Throughout the Caribbean, kallaloo with different spellings, or at times referred to as pepper pot, is a cultural dish of Caribbean people. However, the Crucian kallaloo is unique which extended from the ingredients and the preparation of the soup. This tradition all started from the enslaved populations of the Danish West Indies. Kallaloo was so embedded in the people of the Virgin Islands, especially sugarcane workers on St. Croix, that when the fields flourish after the May and June rains, the weed-woman will sing and harvest the bush.

There is no other food under the heavens that is healthier than kallaloo. Kallaloo is an alkaline food, especially vegetarian kallaloo. Slaves and former slaves of the Danish and the early American period of these islands lived long lives because of the natural and organic foods they ate. Believe me; kallaloo plays a role in longevity. Traditionally, kallaloo was such a cultural part of us that pregnant women in the old days ate kallaloo for a healthy and smooth delivery of their child.
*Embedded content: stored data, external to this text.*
PR #478, opened 2016-10-25
Use texture layers for render target allocations, remove render phases.

glennw:
Instead of splitting the scene into multiple phases, use texture
layers to allocate slices as needed for each pass of the render
frame. These are pooled and only allocated when the frame render
target configuration changes.

Previously, the code asserted if it was unable to fit the render
tasks into a single render target for a single tile. Now, this
(pathological) case is handled correctly.

This makes the upcoming dynamic primitive cache support a lot
simpler to add. It also means that we don't use a ping-pong
allocation style, which typically performs badly on mobile / tiled
rendering architectures.

---
This change is [Reviewable](https://reviewable.io/reviews/servo/webrender/478)

### DIFF
--- a/webrender/res/ps_blend.vs.glsl
+++ b/webrender/res/ps_blend.vs.glsl
@@ -13,12 +13,13 @@ void main(void) {
                        src.screen_origin_task_origin.xy;
 
     vec2 local_pos = mix(dest_origin,
-                         dest_origin + src.size.xy,
+                         dest_origin + src.size_target_index.xy,
                          aPosition.xy);
 
-    vec2 st0 = vec2(src.screen_origin_task_origin.zw) / 2048.0;
-    vec2 st1 = vec2(src.screen_origin_task_origin.zw + src.size.xy) / 2048.0;
-    vUv = mix(st0, st1, aPosition.xy);
+    vec2 texture_size = vec2(textureSize(sCache, 0));
+    vec2 st0 = src.screen_origin_task_origin.zw / texture_size;
+    vec2 st1 = (src.screen_origin_task_origin.zw + src.size_target_index.xy) / texture_size;
+    vUv = vec3(mix(st0, st1, aPosition.xy), src.size_target_index.z);
 
     vOp = blend.src_id_target_id_op_amount.z;
     vAmount = blend.src_id_target_id_op_amount.w / 65535.0;
--- a/webrender/res/ps_composite.vs.glsl
+++ b/webrender/res/ps_composite.vs.glsl
@@ -10,20 +10,21 @@ void main(void) {
     Tile dest = fetch_tile(composite.src0_src1_target_id_op.z);
 
     vec2 local_pos = mix(dest.screen_origin_task_origin.zw,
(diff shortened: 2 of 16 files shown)


glennw:
@pcwalton btw I tested this on mac mini hardware, since I know we've had troubles with driver stalls around texture / fbo allocs before. It seemed to be working nicely on my mac mini (and also on linux + osmesa).

webrender/res/ps_blend.vs.glsl
```diff
@@ -13,12 +13,13 @@ void main(void) {
...
     vec2 local_pos = mix(dest_origin,
-                         dest_origin + src.size.xy,
+                         dest_origin + src.size_target_index.xy,
                          aPosition.xy);
 
-    vec2 st0 = vec2(src.screen_origin_task_origin.zw) / 2048.0;
-    vec2 st1 = vec2(src.screen_origin_task_origin.zw + src.size.xy) / 2048.0;
-    vUv = mix(st0, st1, aPosition.xy);
+    vec2 texture_size = vec2(textureSize(sCache, 0));
+    vec2 st0 = vec2(src.screen_origin_task_origin.zw) / texture_size;
```
pcwalton: nit: Do you need the `vec2()` cast here and below?

webrender/res/ps_composite.vs.glsl
```diff
@@ -10,20 +10,21 @@ void main(void) {
...
-                         dest.screen_origin_task_origin.zw + dest.size.xy,
+                         dest.screen_origin_task_origin.zw + dest.size_target_index.xy,
                          aPosition.xy);
 
-    vec2 st0 = vec2(src0.screen_origin_task_origin.zw) / 2048.0;
-    vec2 st1 = vec2(src0.screen_origin_task_origin.zw + src0.size.xy) / 2048.0;
-    vUv0 = mix(st0, st1, aPosition.xy);
+    vec2 texture_size = vec2(textureSize(sCache, 0));
+    vec2 st0 = vec2(src0.screen_origin_task_origin.zw) / texture_size;
+    vec2 st1 = vec2(src0.screen_origin_task_origin.zw + src0.size_target_index.xy) / texture_size;
```
pcwalton: Same comment about `vec2()` as above

pcwalton:
r=me with a couple of nits

webrender/src/device.rs
```diff
@@ -1075,26 +1099,69 @@ impl Device {
...
 
-            gl::framebuffer_texture_2d(gl::FRAMEBUFFER,
-                                       gl::COLOR_ATTACHMENT0,
-                                       gl::TEXTURE_2D,
-                                       texture_id.0,
-                                       0);
+                let (internal_format, gl_format) = gl_texture_formats_for_image_format(texture.format);
+                let type_ = gl_type_for_texture_format(texture.format);
+
+                gl::tex_image_3d(texture_id.target,
```
kvark: This is concerning. I don't see the previous implementation actually reallocating the texture, like this one. Neither does the method name imply that the texture is going to be changed (`create_fbo_for_texture_if_necessary`).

At Old Year’s Night, kallaloo was eaten into the New Year. According to tradition, kallaloo gives you good luck for the New Year. Another Virgin Islands tradition: eating kallaloo on Old Year’s Night purged you out for the New Year. This purge allows you to start the New Year afresh. If we want to start the New Year fresh, let us make kallaloo our national dish for 2022.

I had my bowl of kallaloo, what about you? Happy New Year!

Olasee Davis is an Extension Professor/Extension Specialist in Natural Resources at the University of the Virgin Islands who writes about the culture, history, ecology and environment of the Virgin Islands when he is not leading hiking tours of the wild places and spaces of St. Croix and beyond.